> Problem to work on
Each line of the records below that holds "pool" should be copied out.

▬▬▬▬▬▬

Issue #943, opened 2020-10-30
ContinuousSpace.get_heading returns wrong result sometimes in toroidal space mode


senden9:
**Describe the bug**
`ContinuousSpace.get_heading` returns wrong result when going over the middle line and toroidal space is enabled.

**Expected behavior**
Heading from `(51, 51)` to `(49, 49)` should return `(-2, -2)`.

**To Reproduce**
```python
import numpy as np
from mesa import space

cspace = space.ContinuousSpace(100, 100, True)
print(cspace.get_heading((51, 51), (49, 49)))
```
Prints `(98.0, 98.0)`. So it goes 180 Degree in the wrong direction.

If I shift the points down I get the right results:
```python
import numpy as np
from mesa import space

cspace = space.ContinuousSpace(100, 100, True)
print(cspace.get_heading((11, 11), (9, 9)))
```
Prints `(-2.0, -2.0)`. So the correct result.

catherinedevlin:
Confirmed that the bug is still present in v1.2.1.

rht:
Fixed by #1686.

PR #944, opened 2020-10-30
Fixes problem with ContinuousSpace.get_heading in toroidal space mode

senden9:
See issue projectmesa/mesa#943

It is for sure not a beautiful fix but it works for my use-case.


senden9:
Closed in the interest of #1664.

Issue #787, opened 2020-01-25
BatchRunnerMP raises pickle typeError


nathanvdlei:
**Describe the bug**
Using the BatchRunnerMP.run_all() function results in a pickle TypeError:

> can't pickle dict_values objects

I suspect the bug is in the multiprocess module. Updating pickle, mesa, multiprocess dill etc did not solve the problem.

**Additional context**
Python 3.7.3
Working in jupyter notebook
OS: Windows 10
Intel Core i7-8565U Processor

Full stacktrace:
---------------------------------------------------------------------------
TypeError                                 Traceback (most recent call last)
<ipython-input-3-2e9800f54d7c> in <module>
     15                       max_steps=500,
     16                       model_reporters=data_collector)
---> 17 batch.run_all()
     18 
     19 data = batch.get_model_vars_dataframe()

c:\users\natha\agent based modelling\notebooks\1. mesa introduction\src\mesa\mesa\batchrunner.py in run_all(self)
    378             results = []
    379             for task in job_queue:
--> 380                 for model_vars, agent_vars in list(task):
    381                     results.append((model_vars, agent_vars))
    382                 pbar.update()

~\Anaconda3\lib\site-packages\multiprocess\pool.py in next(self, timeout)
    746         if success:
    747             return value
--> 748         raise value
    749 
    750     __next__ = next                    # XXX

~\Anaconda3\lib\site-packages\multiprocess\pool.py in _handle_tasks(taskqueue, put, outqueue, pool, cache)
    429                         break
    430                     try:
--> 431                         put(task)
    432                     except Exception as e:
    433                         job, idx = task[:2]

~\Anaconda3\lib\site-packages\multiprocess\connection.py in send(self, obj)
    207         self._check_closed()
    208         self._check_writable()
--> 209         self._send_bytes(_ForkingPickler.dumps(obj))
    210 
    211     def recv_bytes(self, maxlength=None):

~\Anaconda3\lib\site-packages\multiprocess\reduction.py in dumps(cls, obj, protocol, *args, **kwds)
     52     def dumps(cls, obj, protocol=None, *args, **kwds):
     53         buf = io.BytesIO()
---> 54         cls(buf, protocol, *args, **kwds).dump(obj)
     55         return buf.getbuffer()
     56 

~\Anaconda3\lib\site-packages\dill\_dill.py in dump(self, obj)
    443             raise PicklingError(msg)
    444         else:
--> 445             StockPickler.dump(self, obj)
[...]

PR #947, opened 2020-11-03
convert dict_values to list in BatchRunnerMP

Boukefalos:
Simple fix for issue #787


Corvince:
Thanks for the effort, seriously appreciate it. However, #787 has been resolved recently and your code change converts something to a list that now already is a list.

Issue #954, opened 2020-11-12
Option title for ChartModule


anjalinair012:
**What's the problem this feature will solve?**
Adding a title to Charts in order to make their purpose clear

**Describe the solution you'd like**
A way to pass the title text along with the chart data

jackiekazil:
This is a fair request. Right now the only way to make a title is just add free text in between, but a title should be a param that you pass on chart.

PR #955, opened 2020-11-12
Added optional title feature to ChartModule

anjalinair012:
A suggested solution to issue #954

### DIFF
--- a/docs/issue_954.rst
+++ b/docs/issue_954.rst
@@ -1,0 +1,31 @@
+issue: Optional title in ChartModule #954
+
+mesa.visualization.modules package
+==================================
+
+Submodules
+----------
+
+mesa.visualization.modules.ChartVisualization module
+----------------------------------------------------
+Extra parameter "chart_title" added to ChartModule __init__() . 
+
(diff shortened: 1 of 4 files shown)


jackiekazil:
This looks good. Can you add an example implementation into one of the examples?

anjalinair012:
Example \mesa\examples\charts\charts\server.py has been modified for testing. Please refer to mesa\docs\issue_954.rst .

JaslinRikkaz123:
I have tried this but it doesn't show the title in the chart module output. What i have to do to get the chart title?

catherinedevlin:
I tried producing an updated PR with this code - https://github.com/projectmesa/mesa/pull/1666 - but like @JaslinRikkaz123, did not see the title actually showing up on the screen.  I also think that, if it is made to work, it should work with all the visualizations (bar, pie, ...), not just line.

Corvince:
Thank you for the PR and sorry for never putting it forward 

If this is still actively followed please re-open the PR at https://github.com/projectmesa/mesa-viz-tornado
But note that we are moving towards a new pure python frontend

▬▬▬▬▬▬

> Result of this exercise
~\Anaconda3\lib\site-packages\multiprocess\pool.py in next(self, timeout)
~\Anaconda3\lib\site-packages\multiprocess\pool.py in _handle_tasks(taskqueue, put, outqueue, pool, cache)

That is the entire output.